If the local health care crisis continues to escalate, that may one day include patients.
Holding the Line
At the moment, latecomers turned away from the Free Clinic can simply come back tomorrow. But it's not certain how long tomorrow will remain an option for everyone.
Until recently, the only questions the Clinic asked its patients were in reference to their health. Now the intake volunteers make them fill out surveys that ask about their income and insurance status. This is being done because the Clinic may eventually have to turn away all but the truly uninsured, leaving the underinsured, who can't afford co-pays for doctor visits or prescriptions, nowhere to go.

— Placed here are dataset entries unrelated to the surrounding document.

PR #641, opened 2026-09-10
Add profile sensor and firmware build date to diagnostics

roalvesrj:
- Add DahuaProfileSensor: exposes day/night lighting profile (0=Day, 1=Night, 2=Scene) with raw profile_number attribute
- Add get_build_date() to coordinator: parses build date from firmware version string (e.g. '2.800...build:2020-06-05')
- Expose build_date on DahuaFirmwareVersionSensor via extra_state_attributes
- Include build_date in diagnostics device block


zios0007 (commented):
Not a maintainer — just a contributor who has been in these files lately, so take this as a read rather than a verdict. The build date part looks right to me: the parse handles the absent case, and `extra_state_attributes` on the base returns a fresh dict each call, so adding a key to it is safe.

Three things on the profile sensor.

**1. On a device without profile support it will report "Day" forever, including at night.**

`_profile_mode` is initialised to `"0"` (`__init__.py:649`) and only ever updated inside

```python
if self._supports_profile_mode and not self.is_doorbell():
```

(`__init__.py:959`). Everywhere else it keeps the initial value, so `get_profile_mode()` returns `"0"` and the sensor renders **Day** permanently — on a doorbell, and on any camera where `_supports_profile_mode` came back false. That is worse than no sensor, because a wrong value looks like a working one.

The probe already runs at startup, so gating costs no extra request:

```python
if coordinator.supports_profile_mode():   # or the attribute directly
    sensors.append(DahuaProfileSensor(coordinator, entry))
```

or keep it unconditional and return `None` when unsupported, so it shows as unavailable rather than as Day. Either is fine; the current behaviour is the one to avoid. This is the same shape as #635 and #638 — the recent pattern in this repo has been to give an entity only to devices that actually have the thing.

**2. It has no `entity_category`.**

`DahuaFirmwareVersionSensor` and `DahuaSerialNumberSensor` are both `EntityCategory.DIAGNOSTIC` (set in #634). Without it the profile sensor lands in the device's main entity list rather than under Diagnostics, which is inconsistent within the same file.

**3. The name is missing the device prefix.**

The other two use a `name` property returning `self._coordinator.get_device_name() + " ..."`. This one sets `_attr_name = "Profile"` flat, and the integration doesn't use `_attr_has_entity_name`, so nothing prefixes it. On a multi-camera or NVR setup every entry produces an entity called "Profile" and HA disambiguates by suffixing the entity_id — `sensor.profile`, `sensor.profile_2`, and so on, in whatever order they set up. `get_device_name() + " Profile"` matches the file and keeps the ids stable.

Also worth flagging for scheduling rather than for you to fix: I have #639 open against `__init__.py` and `diagnostics.py`, which this also touches. Whichever lands second will need a rebase — mine is the one that should absorb it if it comes to that, since yours is the smaller diff.

zios0007:
Correction to my last paragraph: #639 has since merged, and I tested this branch against the new `main` — it merges clean, no conflict in either `__init__.py` or `diagnostics.py`. My rebase warning was wrong, so please ignore it; nothing here needs reordering.

The three points about the profile sensor still stand, the first one especially — on a device where `_supports_profile_mode` is false it will report Day permanently.

roalvesrj:
@zios0007, thanks for the careful review and for the heads-up about #639 — good to know it merges clean, no reordering needed here.

All three points on the profile sensor are addressed:

1. Gating on the capability — exactly the one you emphasized, and you're right that it would have reported "Day" forever. I added coordinator.supports_profile_mode() and async_setup_entry in sensor.py now only appends DahuaProfileSensor when it's True. Doorbells and cameras without selectable profiles get no profile sensor at all.
2. EntityCategory.DIAGNOSTIC — applied to DahuaProfileSensor.
3. Device-prefixed naming — switched to name/unique_id properties following get_device_name() + " Profile" / get_serial_number() + "_profile", consistent with the other sensors (no has_entity_name).

Also extended tests/dahua/test_entity_categories.py to cover the new behavior, including the "no support → no sensor" case so this doesn't regress.

zios0007:
Checked all three against the branch rather than taking them on trust — they're right.

The gating is correct on the detail that mattered: `_supports_profile_mode` is only assigned inside `if not is_doorbell:` (`__init__.py:920`), so a doorbell keeps the `False` it was initialised with and gets no sensor. Your docstring's claim holds.

The ordering also works out, which was the other way this could have gone wrong: `async_config_entry_first_refresh()` runs at `__init__.py:208`, before `async_forward_entry_setups()` at 230, so the probe has completed by the time `sensor.async_setup_entry` asks. A supported camera won't be skipped because the answer wasn't ready yet.

`name` and `unique_id` now match the other two sensors, and the category is set. Nothing further from me.

One thing outside the code: the checks aren't reporting here, which I think is because the PR head is your fork's `main` branch. @rroller may need to approve the workflow run before this can go green.

rroller (approved):

rroller:
Looks like the tests failed

roalvesrj:
Fixes applied and PR synced.

zios0007:
@roalvesrj heads up — **CI has not run on your latest push, so the fix is not actually verified yet.**

The only run this PR has ever had was on `95addb0d`, and that is the failure @rroller saw. There are **zero check runs** on `58d1273c`, and between the two there is only an upstream merge, no fix commit. So as things stand the same failure would most likely still be there.

It is a small one, and it is not in your production code.

```
AttributeError: '_Coordinator' object has no attribute 'get_build_date'
custom_components/dahua/diagnostics.py:131
```

**Why `_safe` does not catch it:** `_safe(coordinator.get_build_date)` resolves the attribute *before* `_safe` is ever called, so a missing method raises at lookup time rather than inside the guard. Every other line in `_device_block` has the same shape and gets away with it only because the test double defines those methods.

**The fix is one method on the stub** at `tests/dahua/test_diagnostics.py:55`. It already has `get_profile_mode`, which is why the profile sensor half of your change passes — `get_build_date` is the one that was missed:

```python
    def get_build_date(self):
        return "2020-06-05"
```

**On why CI keeps not running:** this PR's head is your fork's `main` branch, and workflow runs for it need @rroller to approve them each time. That is why the last two pushes show no checks at all rather than a red X — worth asking him to approve the run once you have pushed the stub fix, otherwise it will look stalled again.

The three review points from before still hold up on my read of the branch; this is purely the test double.

roalvesrj:
Good catch, thanks. Added *get_build_date()* to the test double and pushed. Checks are pending your approval.

Issue #644, opened 2026-09-11
Event stream closed by device after recent firmware update on IMX-C cameras


physisheckman:
Hello,

​After a recent firmware update on my Intelbras IMX-C cameras, the integration stops receiving motion and human detection events. The event stream keeps disconnecting, and the logs show that the connection is being actively closed by the devices.

​Here are the details from the Home Assistant logs:
Logger: custom_components.dahua
Source: custom_components/dahua/__init__.py:552
Integration: Dahua (documentation, issues)

Event stream for 192.168.100.103 ended unexpectedly: Event stream to 192.168.100.103 closed by the device
Event stream for 192.168.100.108 ended unexpectedly: Event stream to 192.168.100.108 closed by the device
Event stream for 192.168.100.116 ended unexpectedly: Event stream to 192.168.100.116 closed by the device
Event stream for 192.168.100.115 ended unexpectedly: Event stream to 192.168.100.115 closed by the device
Event stream for 192.168.100.118 ended unexpectedly: Event stream to 192.168.100.118 closed by the devicea

Additional Context:
​Integration Version: 0.9.93
​Home Assistant Version: 
Método de instalação
Home Assistant OS
Core
2026.9.1
Supervisor
2026.09.0
Operating System
18.2
Front-end
20260826.6
​Camera Line: Dahua / IMX-C series

​It looks like the new firmware version modified how HTTP/TCP persistent connections or keep-alives are handled, causing the device to drop the event stream socket. Is there a way to handle automatic reconnections or adjust the keep-alive parameters for this new firmware behavior?

​Thank you for your time and for maintaining this great integration!

zios0007:
@physisheckman thanks — the log lines and the firmware detail are the useful half of this already.

**Reconnection is already automatic**, so that part isn't missing. The stream runs in a loop that re-attaches after every ending, and since 0.9.93 that warning is deliberately logged **once per outage** rather than once per retry. Five lines for five cameras means each one had an episode, not that each one is failing repeatedly — the repeats are at debug level.

**What decides whether you're actually losing events is how long each stream lives before it's closed**, because that sets the retry delay:

| Stream lived | Next attempt |
|---|---|
| 60s or more | immediately |
| 10–60s | ~10s |
| under 10s | 60s, doubling per consecutive instant death, capped at 10 min |

[...]

PR #645, opened 2026-09-11
Decide the event stream retry on whether the device spoke, not how long it lasted

zios0007:
Two halves of one idea: **let the retry decision look at whether the device actually said anything**, instead of at how long the socket lasted. Duration cannot tell a working stream from a broken one in either direction.

## Half one: a device that is talking should not be backed off

`event_stream_retry_delay` decided on duration alone, so a stream that lasted under ten seconds was treated as a device dying on contact and backed off — 60s, doubling, capped at ten minutes.

That is right for a device refusing to attach. It is wrong for firmware that hangs up early, and the two are indistinguishable by duration while meaning opposite things. Against a device that delivers events and is closed at eight seconds:

```
close #   retry delay (s)
1         54
2         117
3         227
4         453
...
10        602

after 10 closes: ~74 min elapsed, now asking every ~10 min
```

A camera detecting motion perfectly well ends up unwatched for most of the hour. Treated as short-but-alive it retries every ~11s instead.

## Half two: a device that says nothing is broken, however long it holds the socket

This one is worse, and #644 is what turned it up.

The stream asks for a heartbeat every five seconds and gives up after sixty seconds of silence. That read timeout raises `aiohttp.ServerTimeoutError` — which **is** a `TimeoutError`, the same exception the deliberate hourly recycle raises through `wait_for`:

```python
>>> issubclass(aiohttp.ServerTimeoutError, asyncio.TimeoutError)
True
```

Both landed in the branch meaning *this stream was working*. So a subscription that attached and delivered nothing was recorded as healthy — no warning, failure counters cleared, reconnected at once. The device produces no events at all, indefinitely, while the log says nothing is wrong and the integration pays a login a minute for it.

In #644 a firmware update made cameras stop matching any event when too many codes were subscribed at once. The endpoint still accepted the subscription and held it open. It took the reporter several rounds to find, because nothing anywhere said the stream was mute. There is now a warning that names the likely cause.

**Silence is never innocent here.** `_restart_if_needed` only starts a stream when some event is wanted, so there is no correctly-subscribed device that sends nothing — a camera with nothing to report still heartbeats.

## What is unchanged

- A stream that delivered and lived a healthy while still reconnects immediately.
- A stream that said nothing and died instantly still backs off exactly as before.
- The new argument defaults to `False`, so every existing caller keeps the old behaviour.
- A heartbeat counts as the device talking, deliberately: the flag is set before the parse that discards heartbeats.

## Verification

The delay function is pure, so the tests call it directly, and I checked them against the previous behaviour rather than only against the new one — the silent-stream tests fail on the code as it stood before this change, while the two that pin healthy behaviour pass on both. That split is the point: if the preservation tests had also flipped, something had broken.

One assertion from the first half of this PR is reversed here. It claimed a stream living an hour reconnects at once regardless of whether it delivered anything. That is precisely the bug.

### DIFF
--- a/custom_components/dahua/__init__.py
+++ b/custom_components/dahua/__init__.py
@@ -95,9 +95,18 @@ PROBE_FAILED = (ClientError, TimeoutError)
 PROBE_REFUSED = (ClientResponseError, TimeoutError)
 
 
-def event_stream_retry_delay(lived_seconds: float, consecutive_failures: int = 0) -> float:
-    """How long to wait before re-attaching, given how long the stream lasted."""
-    if lived_seconds < 10:
+def event_stream_retry_delay(lived_seconds: float, consecutive_failures: int = 0,
+                            received_data: bool = False) -> float:
+    """How long to wait before re-attaching, given how long the stream lasted.
+
+    `received_data` is whether the device sent anything at all on this attach --
+    an event or a heartbeat. It separates the two things a short stream can mean.
+    A device that refuses attach and one whose firmware hangs up after eight
+    seconds of perfectly good events look identical by duration, and only the
+    first should be backed off: the second is working, and backing it off to ten
+    minutes is how a camera that still detects motion stops reporting any.
+    """
+    if lived_seconds < 10 and not received_data:
         # Double per successive instant death, so a device that is refusing
         # attach gets asked less often the longer it keeps refusing.
         doublings = max(0, consecutive_failures - 1)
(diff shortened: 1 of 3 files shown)


zios0007:
Expanded this while #644 was being diagnosed, and retitled it accordingly — it was "don't back off a device that is talking", it is now also "don't call a silent stream healthy". Same one-line idea underneath, so it seemed better as one change than two.

The addition is the more serious of the two. `sock_read` fires after sixty seconds of silence and raises `ServerTimeoutError`, which is a `TimeoutError` — the same exception the deliberate hourly recycle raises. Both were landing in the branch that means the stream was working, so a subscription delivering nothing was recorded as healthy and reconnected forever, silently.

@physisheckman's #644 is exactly that: firmware stopped matching events when too many codes were subscribed, the endpoint kept accepting the subscription, and nothing in the log said the stream was mute. That thread took several rounds to reach a cause the integration could have named. It now warns once and points at the event-type count.

CI is green. Happy to split it back into two PRs if you would rather review them separately.

rroller (approved):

"We are fast approaching that point where some people won't be able to be treated because they have insurance," says Hiller.
Even if the Clinic succeeds in raising the full $7.5 million of its aptly named "Meeting the Challenge" campaign, that won't eliminate the dilemmas of rising health care costs and increasing patient load. As long as charity care keeps eroding, the Clinic will keep shouldering a disproportionate and growing health care burden.
The original goal of the Free Clinic hasn't changed -- supporters still wish it could go out of business. But until and unless the health care system is reformed, the staff will keep trying to serve as many people as possible.
Certainly the Clinic has survived tough challenges before. To keep it running at various points in its colorful history, Clinic workers have resorted to holding street fairs and sacrificing their own jobs and programs. Once they even guilted a roomful of irate bankers into giving them a loan, despite the Clinic's sorry credit record.
"The Clinic has demonstrated that we're going to survive," Cubberley says. "But while we're going to survive, we can't do it all ourselves."
As hospitals continue to close, and insurance coverage continues to shrink, all the Free Clinic can do is treat the newest victims of the health care crisis -- and keep hoping for a revolution.